Iterate over individual bytes in Python 3

Question

When iterating over a bytes object in Python 3, one gets the individual bytes as ints:

>>> [b for b in b'123'] [49, 50, 51] 

How to get 1-length bytes objects instead?

The following is possible, but not very obvious for the reader and most likely performs bad:

>>> [bytes([b]) for b in b'123'] [b'1', b'2', b'3'] 

Answer 1

If you are concerned about performance of this code and an int as a byte is not suitable interface in your case then you should probably reconsider data structures that you use e.g., use str objects instead.

You could slice the bytes object to get 1-length bytes objects:

L = [bytes_obj[i:i+1] for i in range(len(bytes_obj))] 

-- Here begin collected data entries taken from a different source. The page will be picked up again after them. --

PR #2087, opened 2018-08-24
Support set default value for text predicates and matchers normalize whitespace behaviour

stegalin:
Parameter to support old (2.18.0) normalize whitespace behaviour

### DIFF
--- a/lib/capybara/queries/text_query.rb
+++ b/lib/capybara/queries/text_query.rb
@@ -90,7 +90,8 @@ module Capybara
       end
 
       def text(node: @node, query_type: @type)
-        node.text(query_type, normalize_ws: options[:normalize_ws])
+        normalize_ws = options.fetch(:normalize_ws, session_options.default_normalize_ws)
+        node.text(query_type, normalize_ws: normalize_ws)
       end
 
       def default_type
--- a/lib/capybara/spec/session/assert_text_spec.rb
+++ b/lib/capybara/spec/session/assert_text_spec.rb
@@ -15,6 +15,20 @@ Capybara::SpecHelper.spec '#assert_text' do
     expect(@session.assert_text('text with whitespace', normalize_ws: true)).to eq(true)
   end
 
+  context 'with enabled default collapsing whitespace' do
+    before { Capybara.default_normalize_ws = true }
+
+    it 'should be true if the given unnormalized text is on the page' do
+      @session.visit('/with_html')
+      expect(@session.assert_text('text with   whitespace', normalize_ws: false)).to eq(true)
+    end
+
+    it 'should support collapsing whitespace' do
+      @session.visit('/with_html')
+      expect(@session.assert_text('text with whitespace')).to eq(true)
+    end
+  end
+
   it 'should take scopes into account' do
     @session.visit('/with_html')
     @session.within("//a[@title='awesome title']") do
--- a/lib/capybara/spec/session/has_text_spec.rb
+++ b/lib/capybara/spec/session/has_text_spec.rb
@@ -39,6 +39,20 @@ Capybara::SpecHelper.spec '#has_text?' do
     expect(@session).to have_text('text with whitespace', normalize_ws: true)
   end
 
+  context 'with enabled default collapsing whitespace' do
+    before { Capybara.default_normalize_ws = true }
+
+    it 'should search unnormalized text' do
+      @session.visit('/with_html')
+      expect(@session).to have_text('text with   whitespace', normalize_ws: false)
+    end
+
+    it 'should search whitespace collapsed text' do
+      @session.visit('/with_html')
+      expect(@session).to have_text('text with whitespace')
+    end
+  end
+
   it 'should be false if the given text is not on the page' do
     @session.visit('/with_html')
     expect(@session).not_to have_text('xxxxyzzz')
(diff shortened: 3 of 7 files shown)


twalpole:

There is PEP 0467 -- Minor API improvements for binary sequences that proposes bytes.iterbytes() method:

>>> list(b'123'.iterbytes()) [b'1', b'2', b'3'] 

Answer 2

int.to_bytes

int objects have a to_bytes method which can be used to convert an int to its corresponding byte:

>>> import sys >>> [i.to_bytes(1, sys.byteorder) for i in b'123'] [b'1', b'2', b'3'] 

As with some other other answers, it's not clear that this is more readable than the OP's original solution: the length and byteorder arguments make it noisier I think.

struct.unpack

Another approach would be to use struct.unpack, though this might also be considered difficult to read, unless you are familiar with the struct module:

>>> import struct >>> struct.unpack('3c', b'123') (b'1', b'2', b'3') 

(As jfs observes in the comments, the format string for struct.unpack can be constructed dynamically; in this case we know the number of individual bytes in the result must equal the number of bytes in the original bytestring, so struct.unpack(str(len(bytestring)) + 'c', bytestring) is possible.)

Performance

>>> import random, timeit >>> bs = bytes(random.randint(0, 255) for i in range(100))  >>> # OP's solution >>> timeit.timeit(setup="from __main__ import bs",                   stmt="[bytes([b]) for b in bs]") 46.49886950897053  >>> # Accepted answer from jfs >>> timeit.timeit(setup="from __main__ import bs",                   stmt="[bs[i:i+1] for i in range(len(bs))]") 20.91463226894848  >>>  # Leon's answer >>> timeit.timeit(setup="from __main__ import bs",                    stmt="list(map(bytes, zip(bs)))") 27.476876026019454  >>> # guettli's answer >>> timeit.timeit(setup="from __main__ import iter_bytes, bs",                           stmt="list(iter_bytes(bs))") 24.107485140906647  >>> # user38's answer (with Leon's suggested fix) >>> timeit.timeit(setup="from __main__ import bs",                    stmt="[chr(i).encode('latin-1') for i in bs]") 45.937552741961554  >>> # Using int.to_bytes >>> timeit.timeit(setup="from __main__ import bs;from sys import byteorder",                    stmt="[x.to_bytes(1, byteorder) for x in bs]") 32.197659170022234  >>> # Using struct.unpack, converting the resulting tuple to list >>> # to be fair to other methods >>> timeit.timeit(setup="from __main__ import bs;from struct import unpack",                    stmt="list(unpack('100c', bs))") 1.902243083808571 

struct.unpack seems to be at least an order of magnitude faster than other methods, presumably because it operates at the byte level. int.to_bytes, on the other hand, performs worse than most of the "obvious" approaches.